Las encuestas sobre intención de voto para las elecciones del domingo muestran a Labastida en una pugna palmo a palmo con el principal candidato opositor, Vicente Fox, del Partido Acción Nacional (PAN) y un ex directivo de Coca-Cola y ex gobernador del central estado de Guanajuato.

Al frente de encuestas

Fumador de puros y afecto a vestirse y hablar como ranchero, Vicente Fox podría convertirse el domingo en el hombre que ponga fin a 71 años de gobierno de un solo partido en México.

Hace cuatro años, Fox se encargaba simultáneamente de gobernar su estado natal, el central Guanajuato, y, como empresario, llevar las riendas de su rancho, en el que cría ganado vacuno, avestruces, pollos y toros.

Pero tres años después y luego de miles de kilómetros recorridos en un lujoso autobús de campaña, el fornido político ha llegado a la prueba final como candidato presidencial de una alianza de su conservador Partido Acción Nacional (PAN) y el Verde Ecologista.

El domingo se enfrentará en las urnas a Francisco Labastida, candidato del gobernante Partido Revolucionario Institucional (PRI), en una carrera que está técnicamente empatada según las encuestas de intención del voto.

Fox ha atrapado la atención de los votantes mexicanos con sus promesas de poner coto a la corrupción entretejida con el PRI y de distribuir más igualitariamente las riquezas de la nación entre sus casi 98 millones de habitantes.

Analistas afirman que al menos parte del atractivo del candidato opositor se deriva no de lo que dice, sino de las marcadas diferencias en experiencia y estilo con el contendiente del tradicional PRI.

De casi dos metros de altura, Fox, por ejemplo, ha pasado la mayor parte de su vida adulta como empresario, una ruta desconocida entre los militares y burócratas que mayoritariamente han ocupado la silla presidencial durante la larga historia de México.

Tras concluir su carrera en la Universidad Iberoamericana, dirigida por jesuitas en la Ciudad de México, Fox emprendió su carrera empresarial desde el modesto cargo de vendedor en Coca-Cola.

La empresa le enseñó la importancia del vigor y la disciplina, «a no estar sentado en la oficina.

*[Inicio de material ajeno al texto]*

PR #527, opened 2023-09-27
vulnerability corpus

### LINKED ISSUE #526: docs: Initial Corpus of issues found with arbiter
# Idea
The idea is, that as more vulnerabilities are found with Arbiter, we want to showcase them to illustrate the power of arbiter as an auditing tool. We want these to be really clean with instructions on how to reproduce the issue and extensive documentation of the attack vectors

This document can live in the root arbiter repo and be referenced by the readme. We should draw some inspiration from audit reports.

0xJepsen:
Closes #526 

Still need to be able to reproduce the bug, working on this here: https://github.com/primitivefinance/portfolio_simulations/pull/39


Alexangelj (approved):
Looks good - for all the new vulns we find we can just pr into this list? do you think thats the best way to track this for now?

0xJepsen:
> Looks good - for all the new vulns we find we can just pr into this list? do you think thats the best way to track this for now?

Yeah that's what i was thinking.

Alexangelj:
> > Looks good - for all the new vulns we find we can just pr into this list? do you think thats the best way to track this for now?
> 
> Yeah that's what i was thinking.

Sounds good - also the instructions to reproduce the bug are nice

PR #5, opened 2020-11-03
Use OpBuilderDAG instead of OpBuilder

marbre:
Takes over the upstream changes llvm/llvm-project@89eab30 to EmitC.


marbre:
Manually fixed this commit, since GitHub messed up the commiter email address.

PR #18, opened 2020-12-08
Bump mlir-hlo and llvm

marbre:
Bump MLIR-HLO submodule to tensorflow/mlir-hlo@812221d and set LLVM
to llvm/llvm-project@92160b2.


simon-camp (approved):
LGTM

PR #34, opened 2021-01-22
Fix gcc warnings

marbre:
So far, gcc moaned that e.g. `struct std::array<long unsigned int, 1>` has no
user-provided default constructor and the implicitly-defined
constructor does not initialize
`long unsigned int std::array<long unsigned int, 1>::_M_elems [1]`.

Co-authored-by: David Ronnenberg <david.ronnenberg@iml.fraunhofer.de>


dajuro (approved):
Looking good :+1:

PR #36, opened 2021-01-25
Pass data to unary/binary templated function as const reference

marbre:
Reduces the size for MobileNetv2 from `15778496` to `15769032` byte.


dajuro:
> Reduces the size for MobileNetv2 from `15778496` to `15769032` byte.

Is this the reduction in size of the executable or the memory consumption?

marbre:
> > Reduces the size for MobileNetv2 from `15778496` to `15769032` byte.
> 
> Is this the reduction in size of the executable or the memory consumption?

It just the binary size, we still should benchmark the memory consumption.

dajuro (approved):
Looking good :+1:

PR #45, opened 2021-01-28
Remove dimension specific typedefs

simon-camp:
These were leftovers from the move to a variadic template for the Tensor type.


marbre:
As discussed, lets drop the dimension in the header-only implementations an in the printer. But lets keep the typedefs as well as using them in the unittests for easier readability.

A salir a la calle. El negocio de Coca-Cola se hace en las tiendas… el servicio político se hace en las cárceles, ejidos, escuelas, rancherías (poblados), en las fábricas», dijo Fox en una entrevista con Reuters a principios de junio.

Después de ascender hasta ocupar el cargo de director ejecutivo de Coca-Cola en México, dejó la empresa para seguir la carrera política.

Fue electo diputado por Guanajuato, en un movimiento que Fox dice estuvo inspirado por el político de oposición Manuel Clouthier, nominado por el PAN en las elecciones presidenciales de 1988.

Posteriormente, ganó las elecciones para gobernador de Guanajuato en 1995, cargo que ocupó hasta fines del año pasado, cuando lo dejó para iniciar su campaña de tiempo completo por la presidencia del país.